Надо сказать, что решиться на поездку в Канадский госпиталь не просто. В чем-то это даже сродни подвигу. Когда собираешься здесь в больницу, будь готов провести бессонную ночь на жестком стуле в приемном покое, больше прохожем на зал ожидания небольшого вокзала. Каждый новоприбывший сначала идёт к медсестре, где у него меряют давление и температуру, потом ему на руку надевают бумажный браслет и отправляют ожидать. Больной находит свободный стул и садится в надежде не умереть до того момента, когда его вызовут. Больной орган он старается разместить покомофортнее, насколько это возможно. Лечь невозможно. Такая опция не предусмотрена. Ну разве что на пол. Кое-кто так и делает. Сидят там люди со сломанными руками и ногами, с проломленными головами, с колотыми ранами, с болезнями не столЬ явными, но несомненными. Кто-то кладёт голову на плечо сопровождающей второй половины, кто-то, не силах сидеть, пытается прилечь на сдвинутые стулья, если есть свободные, а иногда и просто ложатся на пол.
После четырёх часов ожидания нас пригласили за стеклянные двери, в собственно приемный покой, где мужа должен был наконец осмотреть врач. Боль в печени шла по нарастающей. Нам выделили кабинку с койкой за матерчатой занавеской и велели уложить больного. Кое-как, с зубовным скрежетом от боли, муж разделся и улёгся. Уф. Хоть ноги вытянуть.

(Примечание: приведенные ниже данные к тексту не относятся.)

PR #2439, opened 2020-09-24
Allow freezing a continuous aggregate

### LINKED ISSUE #2135: Make sure refreshing a continuous aggregate is governed by user privileges
Refreshing a continuous aggregate translates to either an INSERT, UPDATE, or DELETE or a mix thereof on the underlying materialized hypertable.

Thus, there's an opportunity to limit certain types of refreshes to specific users through the corresponding privileges to do those operations. For instance, we'd like certain users to be unable to refresh a continuous aggregate if that refresh translates to deleting certain areas of the aggregate data. Only a user with INSERT, UPDATE, and DELETE privileges should be able to refresh a continuous aggregate under any circumstance.

Thus, to grant permissions to such a user one would do:
```
GRANT INSERT, UPDATE, DELETE ON daily_temp TO cagg_admin;
```
and this would translate to setting the corresponding privileges on the internal materialized hypertable.

erimatnor:
Continuous aggregates can now be frozen across a given window, thus
protecting the aggregate from refreshes that overlap with the frozen
window. Similarly, a frozen continuous aggregate can be unfrozen to
allow refreshes once again.

Two new API procedures are introduced:

```
CALL freeze_continuous_aggregate('daily_temp', '2020-01-01', '2020-02-01');
CALL unfreeze_continuous_aggregate('daily_temp', '2020-01-01', '2020-02-01');
```

The new API calls are procedures for consistency with
`refresh_continuous_aggregate`, even though they don't need
transactional control. The new procedures are also created in the
internal namespace to signal that this isn't an official API yet.

Closes #2135


tsl/src/continuous_aggs/common.c
```diff
@@ -0,0 +1,143 @@
...
+
+/*
+ * Compute the largest possible bucketed window given the time type and
+ * internal restrictions.
+ *
+ * The largest bucketed window is governed by restrictions set by the type and
+ * internal, TimescaleDB-specific legacy details (see get_max_window above for
+ * further explanation).
+ */
+static InternalTimeRange
```
erimatnor, line 26: Code moved from `refresh.c`

tsl/src/continuous_aggs/invalidation.c
```diff
@@ -907,10 +967,133 @@ invalidation_process_cagg_log(const ContinuousAgg *cagg, const InternalTimeRange
...
+									mergedentry.greatest_modified_value,
+									mergedentry.frozen);
+	ts_catalog_database_info_become_owner(ts_catalog_database_info_get(), &sec_ctx);
+	ts_catalog_insert_only(state.cagg_log_rel, tuple);
+	ts_catalog_restore_user(&sec_ctx);
+	heap_freetuple(tuple);
+	invalidation_state_cleanup(&state);
+}
+
+void
```
erimatnor, line 1074: code moved

erimatnor:
Closing to revisit later.

PR #2441, opened 2020-09-24
Remove unused refresh arguments from invalidation

k-rus:
After recent refactoring the refresh window arguments are not used in
many invalidation functions. This fixes the code and removes unused
arguments to avoid future confusions.


erimatnor (approved):
Was just about to fix this myself :) Great that I don't have to.

pmwkaa (approved):

k-rus:
> Was just about to fix this myself :) Great that I don't have to.

It was confusing me, so I decided to bring it outside my PR. I might need to do another refactoring change, so it is good to have it as a basis.

mkindahl (approved):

После этого прошло ещё пару часов, во время которых муж периодически впадал от боли в забытьё. Я сидела рядом с ним и держала его за руку. Но много ли пользы в моей руке, если человек корчится от боли?
В общем, я вышла за занавеску. Мимо меня в разных направлениях проносились мириады людей в синих и зелёных пижамах. У каждого на кармане висела табличка с именем и должностью, но прочитать надписи не было никакой возможности — уж слишком быстро они бежали. Я подошла с девице за столом и попросила позвать врача. Сказала, что мы ждём в общей сложности пять часов, что боль невыносимая. Помогите, говорю, проявите милосердие. Молодуха подняла на меня равнодушные глаза и сказала: «ждите, к вам подойдут, когда будет возможность». Меня ответ не устроил и я повторила просьбу слегка погромче и понастойчивее. Тогда милая девушка (сестра милосердия?) пальцем показала на висящее над её головой объявление, на котором было написано примерно следующее «Доводим до сведения пациентов и членов их семей, что слишком настойчивые требования к персоналу приведут к тому, что мы вынуждены будем вызвать полицию и наказать грубиянов по всей строгости закона с максимальным штрафом $5000 А сами пациенты будут немедленно выдворены за пределы госпиталя». Не дословно, но как-то так.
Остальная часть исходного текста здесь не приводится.